In the last two weeks I’ve seen an email about a publisher that isn’t paying its authors, and I received a phone call from an woman wanting to know if she should sign a contract with a publisher for her cook book.
In the case of the woman with the cook book, as soon as she mentioned the publisher, I knew she was dealing with a vanity publishing house. At least that’s what we used to call them. Now, I guess, they’re POD (Print on Demand) publishers.
There’s nothing wrong with self-publishing and using a POD publisher as long as the writer knows what is actually being offered, and as long as the publisher actually follows through with those promises. But that’s the problem, way too many writers, especially new writers, have no idea how to find out if a publisher is trustworthy.
Every writer should be familiar with two web sites: Writers’ Beware and Editors and Preditors.

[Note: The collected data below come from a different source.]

PR #1170, opened 2024-09-25
add new sync entitlement feature during create space

giuseppecrj:
### Refactor: Modular Entitlement Creation
- `_createEntitlementForRole`: A generalized function for creating entitlements for a role based on given requirements.
- `_createEveryoneEntitlement`: A specialized function for creating an "everyone" entitlement.

### New Feature: Synced Entitlements
- Introduced a `syncEntitlements` boolean in the `MembershipRequirements` struct.
- When `syncEntitlements` is true, member roles are created with the same entitlement requirements as the minter role.
- When false, member roles are created with an "everyone" entitlement.

### Proposals
- Gamma: https://testnets.llama.xyz/orgs/river/base-sepolia/actions/224


brianathere (approved):

giuseppecrj:
Don't think there's "future proof" way to do any of this since we'll be making changes to these functions throughout the lifecycle of the project. We can allow old ways to work by not removing the selectors when doing the diamond cut until iOS catches up with required changes

giuseppecrj:
Synced with @erikolsson on backwards compatible way of allowing this PR to get merged. We won't remove the old createSpace functions from omega diamond and come up with a cadence for releases.

brianathere:
> Synced with @erikolsson on backwards compatible way of allowing this PR to get merged. We won't remove the old createSpace functions from omega diamond and come up with a cadence for releases.

Does this mean that the old selector will report to the old facet, or are you, hopefully, keeping the old implementation in the new facet and adding the new function also to the new facet?

giuseppecrj:
> > Synced with @erikolsson on backwards compatible way of allowing this PR to get merged. We won't remove the old createSpace functions from omega diamond and come up with a cadence for releases.
> 
> Does this mean that the old selector will report to the old facet, or are you, hopefully, keeping the old implementation in the new facet and adding the new function also to the new facet?

old selector should talk to the old facet

contracts/test/spaces/membership/unit/MembershipJoinSpace.t.sol
```diff
@@ -17,7 +17,6 @@ import {Vm} from "forge-std/Test.sol";
 import {MembershipFacet} from "contracts/src/spaces/facets/membership/MembershipFacet.sol";
 
 // debuggging
```
texuf, line 19: you probably also don't need the //debugging comment now

texuf (commented):
Thanks for jumping on this so fast

brianathere:
> > > Synced with @erikolsson on backwards compatible way of allowing this PR to get merged. We won't remove the old createSpace functions from omega diamond and come up with a cadence for releases.
> 
> > 
> 
> > Does this mean that the old selector will report to the old facet, or are you, hopefully, keeping the old implementation in the new facet and adding the new function also to the new facet?
> 
> 
> 
> old selector should talk to the old facet

Please just put the old function on the new facet. Happy to hop on a call and explain why.

giuseppecrj:
> > > > Synced with @erikolsson on backwards compatible way of allowing this PR to get merged. We won't remove the old createSpace functions from omega diamond and come up with a cadence for releases.
> > 
> > 
> > > 
> > 
> > 
> > > Does this mean that the old selector will report to the old facet, or are you, hopefully, keeping the old implementation in the new facet and adding the new function also to the new facet?
> > 
> > 
> > old selector should talk to the old facet
> 
> Please just put the old function on the new facet. Happy to hop on a call and explain why.

we already have the old function on the diamond

PR #1173, opened 2024-09-26
stream-metadata: add retry to rpc client

miguel-nascimento:
Wait a bit and retry if we get ~~any error~~ a bad connection error from the rpc node. 
This will introduce a overhead in the unhappy path, but hopefully we can convert some possible unhappy response to happy responses :D (especially around the `getStream` errors)


texuf (approved):

texuf:
*nit - it's not "any error" it's just known bad connection errors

Writers’ Beware: http://www.sfwa.org/other-resources/for-authors/writer-beware/
Editors and Preditors: http://www.pred-ed.com/
Check and see if there is any information about an agent or publishing house. These sites list ones that are recommended as well as warnings about those they don’t recommend. Whether a writer decides to take heed of the warnings is up to the writer.
There are always unscrupulous people willing to prey on the dreams of writers. Agents who promise book contracts if the writer simply hires the book doctor or editing service they recommend to spruce up the writing. Agents who charge reading fees or contract fees. Publishers who require the writer to sell or buy a certain number of the books.
I recommend writers join writing groups. The best groups are those that focus on the same genre as the writer’s work. There are many organizations that accept unpublished as well as published writers, and it’s through these organizations that the writer hears about publishers and/or agents who aren’t paying their authors or are having other problems. Through these groups, writers can hear about lines that are opening, and lines that are closing. Who’s looking for stories, or if the publisher has stopped accepting proposals.
As a member of a group, a writer can ask if a contest/agent/publisher sounds good. That’s what the woman with the cook book manuscript asked me. And it was through an on-line writers group that I heard about the publisher having financial problems. Opportunities for writers to be published have opened up in the last decade, but all writers need to be cautious.
Just remember, if it sounds too good to be true . . . Beware.